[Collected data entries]
◆ ◆ ◆ ◆ ◆

Issue #641, opened 2026-07-05
Agents don't see Stack Trace Parse Error


Pti-Tza:
Sometimes, when launching the project, parse errors appear in the stack trace, but the agent does not detect them because they are not present in the logs.

dsarno:
@Pti-Tza Thanks for flagging.  Fixed in latest 2.9.1 👍🏼

PR #646, opened 2026-07-06
Surface boot-time debugger breaks that were invisible to every MCP surface (#645)

### LINKED ISSUE #645: Launch parse errors that break into the debugger are invisible to every MCP surface
## Symptom

Follow-up to #641 / #642, found during the live smoke of #642 (Godot 4.6.3-stable, macOS).

When an editor-launched game hits a GDScript parse error during boot — a broken script attached to a scene node, a broken autoload, root or non-root — the game process calls `GDScriptLanguage::debug_break_parse` and freezes in a remote-debugger break **before the game helper goes live** (confirmed by sampling the hung process: parked in `RemoteDebugger::debug` under `GDScript::reload`).

In that state there is **no record anywhere** for the #642 machinery to surface:

- no Debugger Errors-tab row (the break happens before the error message is flushed to the editor),
- no editor Logger entry,
- no game-log line (helper logger never attached),
- `project_run` resolves not_live with the generic "may still be booting or may have failed silently" message (it names a parse error only if *retained pre-run* errors happen to correlate, labeled `may_predate_run`).

The error is visible **only** in the Debugger's Stack Trace panel — which matches the original #641 report wording ("parse errors appear in the stack trace") and is scraped by nothing. The #642 mechanisms (live-message errors, game-log hint, timer-driven watermark) all work, but only when an error *record* exists; this path produces none.

## Repro

1. Attach a script containing `func f(:` to any node in the main scene (or register it as an autoload).
2. `project_run` via MCP.
3. Game hangs pre-live in the debugger break; every MCP surface reads clean. `sample <game-pid>` shows the `debug_break_parse` stack.

## Proposed direction

Capture the break editor-side in `McpDebuggerPlugin`: a `debug_enter`/breaked notification arriving while the run is not yet live is almost certainly a boot-time script failure — record it (message + stack when available) into the surfaced-error tracker so `project_run`'s liveness decision can report a run-scoped parse failure instead of the generic not-responding message, and consider auto-continuing or flagging the frozen-at-break state explicitly in `game_status` (e.g. `status: "break"`), since agents currently can't distinguish it from a slow boot.

Full smoke evidence: PR #642 discussion / smoke report (2026-07-05).

dsarno:
Fixes #645.

## Problem

On Godot 4.6.3, an editor-launched game that hits a GDScript parse error during boot (broken scene-node script or autoload) calls `GDScriptLanguage::debug_break_parse` and freezes in a remote-debugger break **before the game helper goes live**. No record reaches any MCP surface — no Errors-tab row, no editor Logger entry, no game-log line — so `project_run` resolved `not_live` with the generic "may still be booting or may have failed silently" message. The error text existed only in the Debugger's Stack Trace panel. (Found in the #642 live smoke; this was the core #641 flavor that remained unreachable.)

## Feasibility spike (phase 1)

Empirically established on 4.6.3, driving the break with the issue's repro (`func f(:` attached to a `main.tscn` node):

- `EditorDebuggerSession.breaked(can_debug)` carries **no reason text** (`can_debug=false` for parse errors), but the underlying `ScriptEditorDebugger` node's own `breaked(reallydid, can_debug, reason, has_stackdump)` signal — located by walking the editor UI, same approach as the existing Errors-tab scrape — delivers the full `"Parser Error: Expected parameter name."` ~4 ms later. So: signal, not scrape, for the reason.
- Stack frames are not exposed by any session API, but the Stack Trace `Tree` rows carry locale-independent metadata dicts `{frame, file, function, line}`. The panel is **empty at signal time** and populated by ~0.5 s (the editor requests the stack dump separately), so frames are scraped on short timers.
- The break fires at ~0.7 s with `game_ready=false` — well before the helper hello, and the game reuses the debugger session created at plugin load, so signal connections made in `_setup_session` persist across runs.

## Implementation (phase 2)

**`McpDebuggerPlugin`**
- Connects `session.breaked`/`continued` per session plus `ScriptEditorDebugger.breaked` for the reason text; tracks break state (`reason`, `can_debug`, `pre_live`), cleared on continue/run-end/new-run.
- On a **pre-live** break, scrapes the Stack Trace panel at 0.5 s / 2 s and synthesizes an Errors-tab-shaped record via the new `McpSurfacedErrorTracker.record_synthetic_error`, joining the same promoted sequence as scraped Debugger rows — so run-scoping, `logs_read(source="editor")`, the retained fallback, and the response watermark all surface it with no extra plumbing.
- `game_status` gains **`status="break"`** (takes precedence over `"live"`; `helper_live=false`, `session_active=true`) with `break={reason, can_debug, pre_live}`.
- Game-tool ready-wait loops bail out early on a break — a parked game never beacons. `game_manage(op="get_scene_tree")` against a parked game went from an opaque **15 s timeout to ~65 ms** with the actionable break error.

**`project_handler`**
- The liveness decision resolves a pre-live break once the synthesized record correlates (ready window as fallback), naming the failing script and instructing `project_manage(op="stop")`. Policy per the issue: **report + leave the game parked**. Post-live breaks (user breakpoints) get resumable wording instead of boot-failure framing.

**Docs**: `docs/TOOLS.md` status list, `project_run`/`editor_state` docstrings.

## Two bugs the live smoke caught that unit tests could not

1. The synthesized record was missing from `logs_read(source="editor")` — `collect_editor_log_entries` read only the Logger ring + live Errors tab. Fixed by merging synthetic promoted entries (promotion bookkeeping keys stripped from responses).
2. The break early-exit made the not-ready error reply **synchronous**, but the dispatcher registers a deferred request only *after* the handler returns `DEFERRED_RESPONSE` — the reply was dropped as `expired` and the server timed out at 15 s. Fixed by yielding one `process_frame` before any reply in the three wait coroutines.

## Live verification (Godot 4.6.3, macOS)

Repro loop run end-to-end twice (fresh editor per plugin build, raw streamable-http driver, session verified via `session_manage`):

- `project_run` resolves at ~1.2 s with `game_status.status="break"`, `break.reason="Parser Error: Expected parameter name."`, run-scoped `recent_errors` carrying `res://smoke_broken.gd:2` + frames, and the stop instruction in `reason`.
- `editor_state` and `logs_read(source="game")` report `status="break"` (game hint names the parse error); `logs_read(source="editor", include_details=true)` shows the synthesized record with frames and no `_debugger_*` leaks.
- `project_manage(op="stop")` recovers cleanly (`stopped=true`, status → `"stopped"`).

## Tests

- 17 new GDScript tests (break state machine, precedence over live, signal-notice merge, record synthesis ± frames, post-live non-synthesis, clear-on-continue/run-end, `_explain_not_live` wording, tracker promote/re-promote/refresh-survival, `logs_read` inclusion, liveness-decision branches, already-running message). Full suite: **1631 passed, 0 failed**.
- Python: **1255 passed** (docstring-only changes; `project_run`/`editor_state`/`logs_read` responses pass plugin fields through).
- Headless `--import` parse check clean.

## Summary by CodeRabbit

* **New Features**
  * Added clearer handling for projects paused by a debugger break, including more detailed status metadata and targeted stop/resume/relaunch guidance.
* **Bug Fixes**
  * Prevented screenshot, eval, and command requests from hanging while the game is paused at a break.
  * Improved break-state precedence and synthetic error promotion so break-related issues surface reliably.
* **Documentation**
  * Updated tool help/docs to explain the new `break` status and recommended next steps.
* **Tests**
  * Expanded coverage for boot-time debugger breaks, synthetic error promotion, and break-state lifecycle/clearing.

### DIFF
--- a/docs/TOOLS.md
+++ b/docs/TOOLS.md
@@ -52,7 +52,16 @@ if a run-scoped parse/load error appeared, the response names it and points to
 game launched but this project has no `_mcp_game_helper` autoload, as with some
 headless/custom-main-loop setups: `helper_live=false` while
 `session_active=true`. `"launching"` is a soft "not live yet" state and can
-reconcile on a later `editor_state` poll.
+reconcile on a later `editor_state` poll. `"break"` means the game process is
+parked in a remote-debugger break: during boot this is a GDScript parse/load
+error (`GDScriptLanguage::debug_break_parse`) that freezes the game before the
+helper can register and before any error record reaches the Errors tab, the
+editor Logger, or the game log (#645). The plugin synthesizes an error record
+from the debugger break (reason + Stack Trace frames) so the `project_run`
+response names the failing script, and `game_status.break` carries `{reason,
+can_debug, pre_live}`. The run cannot continue on its own — call
+`project_manage(op="stop")`, fix the error, and relaunch. `helper_live=false`,
+`session_active=true` while at a break.
 
 `editor_state` includes the same `game_status` object in addition to the legacy
 `is_playing` boolean and `game_capture_ready`. It also mirrors
@@ -84,7 +93,7 @@ Game and combined log responses also include `game_status`, `helper_live`, and
 `game_status.session_active`. For compatibility, `is_running` is retained as an
 alias of `session_active`; it is no longer raw editor play-state. Both are `false` for
 `game_status.status` of `"not_live"` or `"stopped"`, and `true` for `"live"`,
-`"launching"`, or `"no_helper"`. This lets a parse/load failure that leaves the
+`"launching"`, `"break"`, or `"no_helper"`. This lets a parse/load failure that leaves the
 editor play button active report as not running, while a legitimate headless or
 custom-main-loop project without `_mcp_game_helper` remains active with
 `helper_live=false`, `session_active=true`, and
--- a/plugin/addons/godot_ai/debugger/mcp_debugger_plugin.gd
+++ b/plugin/addons/godot_ai/debugger/mcp_debugger_plugin.gd
@@ -87,6 +87,28 @@ var _game_run_started_msec := 0
 var _game_run_started_editor_cursor := 0
 var _game_run_started_debugger_cursor := 0
 var _game_helper_expected := true
+
+## #645: a GDScript parse error hit while an editor-launched game boots calls
+## GDScriptLanguage::debug_break_parse — the game parks in a remote-debugger
+## break BEFORE the helper's mcp:hello and before any record reaches the
+## Errors tab, the editor Logger, or the game log. The only editor-side traces
+## are the debugger break signals; the stack frames land in the Stack Trace
+## panel a few frames later. Track the break here so game_status can report
+## status="break" and a synthesized error record can name the failure.
+var _break_active := false
+var _break_can_debug := false
+var _break_reason := ""
+var _break_pre_live := false
+var _break_run_token := -1
+var _break_record_synthesized := false
+
+## #645: how long after the break signal to scrape the Stack Trace panel for
+## frames. The editor requests the stack dump from the game separately, so the
+## panel is empty at signal time; ~0.5s has it populated. The late tick
+## synthesizes with whatever is available so a scrape failure still yields a
+## record carrying the break reason.
+const BREAK_FRAME_SCRAPE_DELAYS_SEC: Array[float] = [0.5, 2.0]
+
 signal game_ready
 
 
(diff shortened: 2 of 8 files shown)


dsarno:
Both review nitpicks addressed in 1ea0799:

- **resolve flow**: moved the `correlated_error or elapsed_msec >= ready_wait_msec` computation into the `pre_live` branch, so the post-live branch's unconditional `resolve = true` is no longer an override.
- **retained errors in the already-running break message**: a `retained_recent` error is now named with the "may predate this run" caveat (parity with the `not_live` case) instead of falling through to the generic message; covered by `test_run_project_already_running_break_message_labels_retained_errors`.

Full GDScript suite re-run locally: 1632 passed, 0 failed.

PR #664, opened 2026-07-11
Don't tear down the editor session on a single malformed WebSocket frame (#526)

### LINKED ISSUE #526: [robustness] A single malformed WebSocket frame tears down the whole editor session
**Severity:** Medium · From pre-release robustness review (2026-06-09, `be40e1c`, v2.6.0)

**Location:** `src/godot_ai/transport/websocket.py:210,218,234`

**Risk:** Inside the per-message loop, a non-JSON frame or a command response that fails Pydantic validation raises out of the loop, is caught by the catch-all at `:234`, and the `finally` unregisters the session and drops the connection. The event path handles this correctly (local `ValidationError` catch at `:287`); the command path does not, so one garbled frame drops the editor↔server bridge instead of skipping the frame.

**Fix:** Wrap the per-message parse/validate in a local `try/except (json.JSONDecodeError, ValidationError)` that logs and `continue`s, mirroring the event path.

dsarno:
Fixes #526.

## Problem

In the per-message loop of `_handle_connection`, a non-JSON frame or a command response failing Pydantic validation raised out of the loop into the catch-all, and the `finally` block unregistered the session and dropped the connection — one garbled frame took down the whole editor↔server bridge. The event path already handled this correctly (local `ValidationError` catch); the command path did not.

## Fix

- `json.loads` and `CommandResponse.model_validate` each get a local catch (`json.JSONDecodeError` / `ValidationError`) that logs a warning (same `exc.errors(include_url=False, ...)` idiom as the event path) and skips the frame. **Only those two exception types are swallowed** — everything else still propagates to the existing catch-all/finally.
- Pending-future handling: if the malformed frame carries a string `request_id` matching a pending command, that future is failed immediately with a clear `ConnectionError` instead of leaving the caller to eat the 5s timeout. `send_command`'s `finally`-pop makes this race-safe (pop is idempotent). No usable `request_id` → normal timeout, the safe default.

## Tests

New `TestMalformedFrameResilience` (3 tests) on the existing harness: non-JSON frame skipped + session survives + subsequent command round-trips; invalid CommandResponse skipped + session survives; malformed frame with a valid pending `request_id` raises `ConnectionError` fast, session survives.

Full suite: **1271 passed, 2 pre-existing skips**; `ruff` clean. Python-transport-only — no GDScript surface.

https://claude.ai/code/session_017bCB9GDsZBp9wk7hjCGeu2

---
_Generated by [Claude Code](https://claude.ai/code/session_017bCB9GDsZBp9wk7hjCGeu2)_

## Summary by CodeRabbit

- **Bug Fixes**
  - Improved WebSocket session stability when malformed or invalid frames are received.
  - Invalid messages are now ignored without disconnecting the editor session.
  - Malformed command responses with a request ID now fail immediately with a clear connection error instead of timing out.
  - Valid command and response exchanges continue working after invalid frames.

### DIFF
--- a/src/godot_ai/transport/websocket.py
+++ b/src/godot_ai/transport/websocket.py
@@ -207,7 +207,21 @@ class GodotWebSocketServer:
                 if live is not None:
                     live.touch()
 
-                data = json.loads(raw_msg)
+                ## Parse/validation failures of a single frame must not tear
+                ## down the whole editor session (#526): before this guard,
+                ## one garbled frame raised out of the loop into the
+                ## catch-all, and the finally block unregistered the session
+                ## and dropped the editor↔server bridge. Skip the bad frame
+                ## with a warning instead, mirroring the event path's
+                ## ValidationError handling. Only parse/validation errors are
+                ## swallowed — everything else still propagates.
+                try:
+                    data = json.loads(raw_msg)
+                except json.JSONDecodeError as exc:
+                    logger.warning(
+                        "Dropping non-JSON frame from session %s: %s", session_id[:8], exc
+                    )
+                    continue
 
                 # Handle state events from the plugin
                 if data.get("type") == "event":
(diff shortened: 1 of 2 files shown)


dsarno:
@coderabbitai review

---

◆ ◆ ◆ ◆ ◆

_TASK BRIEF:_
Give back exactly the lines from the line containing "else still propagates." to the end of the entries, and no other lines.

_WRITTEN SOLUTION:_
+                ## swallowed — everything else still propagates.
+                try:
+                    data = json.loads(raw_msg)
+                except json.JSONDecodeError as exc:
+                    logger.warning(
+                        "Dropping non-JSON frame from session %s: %s", session_id[:8], exc
+                    )
+                    continue
 
                 # Handle state events from the plugin
                 if data.get("type") == "event":
(diff shortened: 1 of 2 files shown)


dsarno:
@coderabbitai review

---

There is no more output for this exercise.